En las últimas décadas, los puertos europeos se han beneficiado de grandes inversiones procedentes de países no comunitarios, tanto en los activos como en las sociedades gestoras de las instalaciones portuarias. En el sector reconocen su importancia y entienden que un sistema más abierto debería ser uno de los principios básicos  de la política de comercio europea.

Los puertos son indispensables para el suministro de bienes y el desarrollo de la cadena logística.

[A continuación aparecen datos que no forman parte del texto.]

PR #5230, opened 2016-08-24
(PUP-6338) Make contain, include and require include return class references

hlindberg:
This makes the contain, include and require functions return an Array[Type[Class]] with references to the classes the function got as arguments.
This allows chaining further operations on that set without having to use additional local variables.

This work triggered a refactor of the functions from the 3.x API to 4.x, for tests to move (and be sanitized).  A redundant test was removed.


spec/unit/functions/contain_spec.rb
```diff
@@ -295,5 +295,4 @@ class container {
 
   it_should_behave_like 'all functions transforming relative to absolute names', :contain
   it_should_behave_like 'an inclusion function, regardless of the type of class reference,', :contain
-
```
thallgren: The commit comment claims that a test is added in this commit. Where is it?

lib/puppet/functions/include.rb
```diff
@@ -0,0 +1,21 @@
...
+
+  def include(scope, *classes)
+    classes = scope.transform_and_assert_classnames(classes.flatten)
+    result = classes.map {|name| Puppet::Pops::Types::TypeFactory.host_class(name) }
+    scope.compiler.evaluate_classes(classes, scope, false)
+
+    # Result is an Array[Class, 1, n] which allows chaining other operations
+    result
+  end
+end
```
thallgren: Missing newline

lib/puppet/functions/require.rb
```diff
@@ -0,0 +1,40 @@
...
+    # This is the same as calling the include function (but faster) since it again
+    # would otherwise need to perform the optional absolute name transformation
+    # (for no reason since they are already made absolute here).
+    #
+    scope.compiler.evaluate_classes(classes, scope, false)
+    krt = scope.environment.known_resource_types
+
+    classes.each do |klass|
+      # lookup the class in the scopes
+      if classobj = krt.find_hostclass(klass)
```
thallgren: Please avoid assignments in places where a boolean expression is expected. Very easy to read as `if classobj == krt.find_hostclass(klass)`.

spec/unit/functions/require_spec.rb
```diff
@@ -0,0 +1,83 @@
...
+
+
+describe 'The "require" function' do
+  include PuppetSpec::Compiler
+  include ContainmentMatchers
+  include Matchers::Resource
+
+  before(:each) do
+    compiler  = Puppet::Parser::Compiler.new(Puppet::Node.new("foo"))
+    @scope = Puppet::Parser::Scope.new(compiler)
```
thallgren: Do you really need a separate scope here? I've had problems with this construct in the past. Solved by using:
```
@scope = compiler.topscope
```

De hecho, dada su situación geopolítica y su localización, algunos pueden convertirse en un punto esencial en caso de emergencia para garantizar la conectividad de ciertas regiones con los mercados principales.

Desde la Espo valoran el hecho de que se regulen los mecanismos de control existentes a nivel comunitario, sin imponer a los Estados Miembros que desarrollen los suyos, ya que la regulación puede servir como guía para algunos países, evitando la toma de decisiones políticas que podrían verse influenciadas por terceros países.

De este modo, la UE se pone al nivel de otras zonas comerciales como Estados Unidos, Canadá, Australia, China, Rusia o Japón, que ya cuentan con políticas de este tipo, aunque es importante que en su aplicación no se pongan en peligro las inversiones en curso y se tenga en cuenta la diversidad de los diferentes puertos.

Competitividad y reciprocidad

En cualquier caso, desde la Organización señalan que la Comisión Europea debe respetar el mismo marco que los Estados Miembros y demostrar transparencia en la política de selección de los proyectos de la red TEN-T que recibirán financiación europea, pese a su interés en controlar las inversiones que afecten a este tipo de iniciativas.

Asimismo, piden que las inversiones respeten la competitividad y las normativas de ayudas estatales y recuerdan que las empresas extranjeras deben ajustarse a la regulación comunitaria, igual que las europeas, que deberían tener también acceso a los puertos extranjeros, aplicando el principio de reciprocidad y acceso no discriminatorio.